▶ _What the task requires_: Every line in the data must be transcribed exactly.

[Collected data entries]
- Opening Delimiter -

PR #55, opened 2015-05-25
Hide elements using display none instead of opacity zero

### LINKED ISSUE #54: Drag event not working when using selection bar and not multirange
When dragging the normal slider to the left completely, it stops working. The "hidden" highPointer ruins it apparently. hideEl() should return element.css({display: 'none'}) for the highPointer instead of opacity 0. Otherwise a z-index lower than for lowPointer. 

Not sure what solution is the best.

psalaberria002:
Fixes #54

### DIFF
--- a/demo/index.html
+++ b/demo/index.html
@@ -30,7 +30,7 @@
                 rz-slider-model="priceSlider.min"
                 rz-slider-high="priceSlider.max"
                 rz-slider-step="1"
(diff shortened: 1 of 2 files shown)


psalaberria002:
Ok, I just realized that this breaks the max and min labels. :( z-index should be enough?

rzajac:
Fixed by 10011b376ac7f475888fe1b4c4d95bf68f195d06

Issue #25, opened 2017-05-02
PMVector #tensorProduct symmetric case returns same matrix for all products


apocalypsemystic:
The PMVector #tensorProduct: implementation checks whether the products are #== so that it can return a PMSymmetricMatrix, but the returned matrix does not actually look at the values in the vector; it returns the same PMSymmetricMatrix for all values.

zeros := PMVector zeros: 2.
zeros tensorProduct: (PMVector zeros: 2).
 "a PMVector(0 0)
a PMVector(0 0)"
zeros tensorProduct: zeros.
 "a PMVector(1 2)
a PMVector(2 4)"

ones := PMVector ones: 2.
ones tensorProduct: (PMVector ones: 2).
 "a PMVector(1 1)
a PMVector(1 1)"
ones tensorProduct: ones.
 "a PMVector(1 2)
a PMVector(2 4)"

olekscode:
I have fixed this issue by making a small change in the tensorProduct: message

```
tensorProduct: aVector
    "Answers the tensor product of the receiver with aVector."
    ^self == aVector "dont use #="
        ifTrue: [PMSymmetricMatrix new: self size function:[:x :y| (self at: x) * (self at: y) ]] 
        ifFalse:[PMMatrix rows: ( self collect: [ :a | aVector collect: [ :b | a * b]])]
```

I've made a pull request, but it seems that it contains too many files. Did I do something wrong?

SergeStinckwich:
Sorry Oleks, but we are not using github for PolyMath code at the moment.
You have to commit your code on SmalltalkHub in the inbox repository and then I will move your code after review: http://smalltalkhub.com/#!/~PolyMath

olekscode:
Should I just commit (Save) it to
http://smalltalkhub.com/mc/PolyMath/PolyMathInbox/main, or do I have to
create a Slice?

If I try to commit it, Monticello wants to add about a hundred different
files from the Math-Matrix package (I assume that's because PolyMathInbox
is not up-to-date with PolyMath).

And if I want to create a slice, it asks me for the issue number. I was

- Closing Delimiter -

▶ _Output for this exercise_:
PR #55, opened 2015-05-25
Hide elements using display none instead of opacity zero

### LINKED ISSUE #54: Drag event not working when using selection bar and not multirange
When dragging the normal slider to the left completely, it stops working. The "hidden" highPointer ruins it apparently. hideEl() should return element.css({display: 'none'}) for the highPointer instead of opacity 0. Otherwise a z-index lower than for lowPointer. 

Not sure what solution is the best.

psalaberria002:
Fixes #54

### DIFF
--- a/demo/index.html
+++ b/demo/index.html
@@ -30,7 +30,7 @@
                 rz-slider-model="priceSlider.min"
                 rz-slider-high="priceSlider.max"
                 rz-slider-step="1"
(diff shortened: 1 of 2 files shown)


psalaberria002:
Ok, I just realized that this breaks the max and min labels. :( z-index should be enough?

rzajac:
Fixed by 10011b376ac7f475888fe1b4c4d95bf68f195d06

Issue #25, opened 2017-05-02
PMVector #tensorProduct symmetric case returns same matrix for all products


apocalypsemystic:
The PMVector #tensorProduct: implementation checks whether the products are #== so that it can return a PMSymmetricMatrix, but the returned matrix does not actually look at the values in the vector; it returns the same PMSymmetricMatrix for all values.

zeros := PMVector zeros: 2.
zeros tensorProduct: (PMVector zeros: 2).
 "a PMVector(0 0)
a PMVector(0 0)"
zeros tensorProduct: zeros.
 "a PMVector(1 2)
a PMVector(2 4)"

ones := PMVector ones: 2.
ones tensorProduct: (PMVector ones: 2).
 "a PMVector(1 1)
a PMVector(1 1)"
ones tensorProduct: ones.
 "a PMVector(1 2)
a PMVector(2 4)"

olekscode:
I have fixed this issue by making a small change in the tensorProduct: message

```
tensorProduct: aVector
    "Answers the tensor product of the receiver with aVector."
    ^self == aVector "dont use #="
        ifTrue: [PMSymmetricMatrix new: self size function:[:x :y| (self at: x) * (self at: y) ]] 
        ifFalse:[PMMatrix rows: ( self collect: [ :a | aVector collect: [ :b | a * b]])]
```

I've made a pull request, but it seems that it contains too many files. Did I do something wrong?

SergeStinckwich:
Sorry Oleks, but we are not using github for PolyMath code at the moment.
You have to commit your code on SmalltalkHub in the inbox repository and then I will move your code after review: http://smalltalkhub.com/#!/~PolyMath

olekscode:
Should I just commit (Save) it to
http://smalltalkhub.com/mc/PolyMath/PolyMathInbox/main, or do I have to
create a Slice?

If I try to commit it, Monticello wants to add about a hundred different
files from the Math-Matrix package (I assume that's because PolyMathInbox
is not up-to-date with PolyMath).

And if I want to create a slice, it asks me for the issue number. I was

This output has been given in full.